One person told 10TV that Cambridge used to be a dead city, until the oil and gas industry came calling.

Cambridge is seeing a resurrection, and a lot of people are thanking the oil and gas industry. City leaders say fracking took their town from bust to boom.

The Guernsey County Recorder’s Office has stayed busy with a cross country crowd of visitors.

It includes people from New Hampshire, Michigan and Texas.

They are at the Recorder’s Office to research titles for the oil and gas industry. They are looking for land that might be available for fracking.

“Some of these wells, they’re drilling are world class wells,” says Jon Hudson, owner of Appalachian Well Surveys.

“There's a lot of areas of Ohio that say they're in the center of the Utica shale play. We're in the heart of it here,” said Jo Sexton, Cambridge Area Chamber of Commerce President.

Sexton says people are leasing their land for sometimes $5,100 an acre.

“So yes, there are a lot of new millionaires in our county,” said Sexton.

And they're not the only ones feeling it. Mayor Tom Orr took us to a hilltop to show us growth.

“You see the new construction here, the hotel on the hill this one has been totally redone inside and out and all around,” said Mayor Tom Orr.

It includes six new hotels.

“They tell us the gas and oil boom is coming and they want to be able to have enough room for all these folks,” said Orr.

“We probalby have an extra 20,000 people running around the county right now,” added Sexton.

If they're not staying in hotel rooms, they're renting homes. Some rentals are going for thousands a month.
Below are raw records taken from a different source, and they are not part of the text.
PR #2837, opened 2023-07-27
When bisecting, always mark the current commit as good/bad, not the selected

### LINKED ISSUE #2836: Bisect good/bad: current or selected commit?
When I'm in the middle of a bisect, and I want to mark a commit as good or bad, I always want to mark the _current_ commit. Not the selected commit. In 100% of the cases.

There are two common reasons for me why the current commit is not the selected one: 
- I moved around a bit (a few commits up/down) to see if I can quickly spot the bad commit myself, without having to continue the bisect. Then I forget to move the selection back to the current commit.
- I quit and restart lazygit. It doesn't select the current commit in this case (might be nice if it did).

Typing `b b` or `b g` in these cases doesn't do what I want, and I managed to confuse myself badly several times because of this. I expect these to behave as if I typed `git bisect good` or `git bisect bad` on the command line.

I noticed the following comment in the source code:
```
	// Originally we were allowing the user to, from the bisect menu, select whether
	// they were talking about the selected commit or the current bisect commit,
	// and that was a bit confusing (and required extra keypresses).
```

I couldn't find any PR where this was discussed; blaming this comment, it looks like it was there from the beginning (4ab5e5413944), so I'm not sure what the "Originally" is referring to.

My proposal is to change the behavior to unconditionally work on the current commit instead of the selected one; I claim that this is what everybody expects/wants. Alternatively, if this is deemed too much of a change, we could show a menu like this:
```
  b Mark current commit (deadbeef) as bad
  g Mark current commit (deadbeef) as good
  B Mark selected commit (fa1afe1) as bad
  G Mark selected commit (fa1afe1) as good
  s Skip current commit (deadbeef) 
  r Reset bisect
    Cancel
```

We would include the 3rd and 4th menu entries only when the selected commit is not the current one, so for the typical usage nothing would change.

stefanhaller:
For marking as good or bad, the current commit is pretty much always the one you want to mark, not the selected. It's different for skipping; sometimes you know already that a certain commit doesn't compile, for example, so you might navigate there and mark it as skipped. So in the case that the current commit is not the selected one, we now offer two separate menu entries for skipping, one for the current commit and one for the selected.

Fixes #2836.

### DIFF
--- a/pkg/gui/controllers/bisect_controller.go
+++ b/pkg/gui/controllers/bisect_controller.go
@@ -8,6 +8,8 @@ import (
 	"github.com/jesseduffield/lazygit/pkg/commands/models"
 	"github.com/jesseduffield/lazygit/pkg/gui/context"
 	"github.com/jesseduffield/lazygit/pkg/gui/types"
+	"github.com/jesseduffield/lazygit/pkg/utils"
+	"github.com/samber/lo"
 )
 
 type BisectController struct {
@@ -65,12 +67,18 @@ func (self *BisectController) openMidBisectMenu(info *git_commands.BisectInfo, c
 	// ref, because we'll be reloading our commits in that case.
 	waitToReselect := selectCurrentAfter && !self.c.Git().Bisect.ReachableFromStart(info)
 
+	// If we have a current sha already, then we always want to use that one. If
+	// not, we're still picking the initial commits before we really start, so
+	// use the selected commit in that case.
+	shaToMark := lo.Ternary(info.GetCurrentSha() != "", info.GetCurrentSha(), commit.Sha)
+	shortShaToMark := utils.ShortSha(shaToMark)
+
 	menuItems := []*types.MenuItem{
 		{
-			Label: fmt.Sprintf(self.c.Tr.Bisect.Mark, commit.ShortSha(), info.NewTerm()),
+			Label: fmt.Sprintf(self.c.Tr.Bisect.Mark, shortShaToMark, info.NewTerm()),
 			OnPress: func() error {
 				self.c.LogAction(self.c.Tr.Actions.BisectMark)
-				if err := self.c.Git().Bisect.Mark(commit.Sha, info.NewTerm()); err != nil {
+				if err := self.c.Git().Bisect.Mark(shaToMark, info.NewTerm()); err != nil {
 					return self.c.Error(err)
 				}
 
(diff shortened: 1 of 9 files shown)


pkg/gui/controllers/bisect_controller.go
```diff
@@ -91,25 +99,39 @@ func (self *BisectController) openMidBisectMenu(info *git_commands.BisectInfo, c
...
 
 				return self.afterMark(selectCurrentAfter, waitToReselect)
 			},
 			Key: 's',
 		},
-		{
-			Label: self.c.Tr.Bisect.ResetOption,
+	}
+	if info.GetCurrentSha() != "" && info.GetCurrentSha() != commit.Sha {
+		menuItems = append(menuItems, lo.ToPtr(types.MenuItem{
```
jesseduffield, line 115: When we're bisecting (meaning there is a 'current' commit), what are your thoughts on showing both skip options unconditionally, for the sake of muscle memory?

stefanhaller: I'd vote against it. In the vast majority of cases, the selected commit and the current commit will be the same, so it would be confusing to always see two menu entries for the same sha that only differ in their keyboard shortcut. Also (in my personal experience, at least) it's much more common to skip the current commit rather than some arbitrary different one, so most people will have `s` in their muscle memory and not `S`.

jesseduffield: Fair point: you've convinced me!

jesseduffield (approved):
LGTM

Dagur:
I don't understand how to use this fix. If I press **b** it asks me if I want to mark the _current_ commit as good or bad but it's always the selected commit that gets marked, not the current one.

Dagur:
I think I found a bug because it only works after I've found both a good commit and a bad one.
If I've only found one of the two, then it suggests the selected item as the "current" commit instead of the checked out commit.

stefanhaller:
That's not a bug, that's how bisect works. You tell it a good and a bad commit explicitly (by selecting them), and then it checks out commits for you that you test. It's only from that point on that the "current, not selected" logic makes sense.

Dagur:
I see your point but I still think it makes sense to say that the checked out commit is the "current" one.

Here's why that would be useful to me. I check out tags to find the first good and first bad commits. When I've found a version that fits, I want to be able to mark it good or bad right away. Currently I have to either:

1. Go to the list of commits and scroll down (often for a very long time) to find the tagged commit
2. Use the command line and type "git bisect good|bad"

Another solution would be to add a bisect option to tags, I wouldn't mind that at all.

stefanhaller:
OK, I do see two bugs here:
- if you check out the good commit and mark it "good", and then go back to the branches panel to check out a newer commit (often master), then this is not shown in the local commits panel. It still only shows the commits from the good one downwards. As a workaround, always mark the bad commit first.
- if you have only marked one commit as good or bad, the bisect dialog says "current commit", which is wrong, it should say "selected commit". (The sha in parens is the right one though.)

I agree that it might be useful to show bisect options in the tags panel (only as long as we don't have a good and a bad commit, that is). Feel free to file an issue for that.

Apart from that, I can only recommend to use the `/` key to find tags in the local commits panel. I use that all the time, works great.

Dagur:
Thanks. I've created an issue here https://github.com/jesseduffield/lazygit/issues/2941

The `/` key doesn't search the whole history. I'm not sure how far back it goes, but often it's not enough.

stefanhaller:
That no longer seems to be true; typing `/` triggers loading all commits. I'm not sure when this has changed, I remember that previously you had to type `>` manually to trigger loading all commits.

(Actually, I don't like this behavior; our monorepo at work is so big that loading all commits takes a really long time, and consumes so much memory that everything is super slow afterwards. I _want_ to be able to search in the loaded commits only, and then only trigger loading more when needed.)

All those extra people are also doing business in town, including dining at local restaurants.

It's a turnaround for Cambridge, and it extends to young people.

Mike Whitson, Executive Dean of the Cambridge Campus at Zane State College, says more students are looking into programs like welding. The campus has its own land lab which is working to provide a skilled work force.

“We just can't meet the demand,” said Whitson.

He says the industry really needs people with CDLs and welders.

Zane State’s welding program has seen a student increase of 31 percent.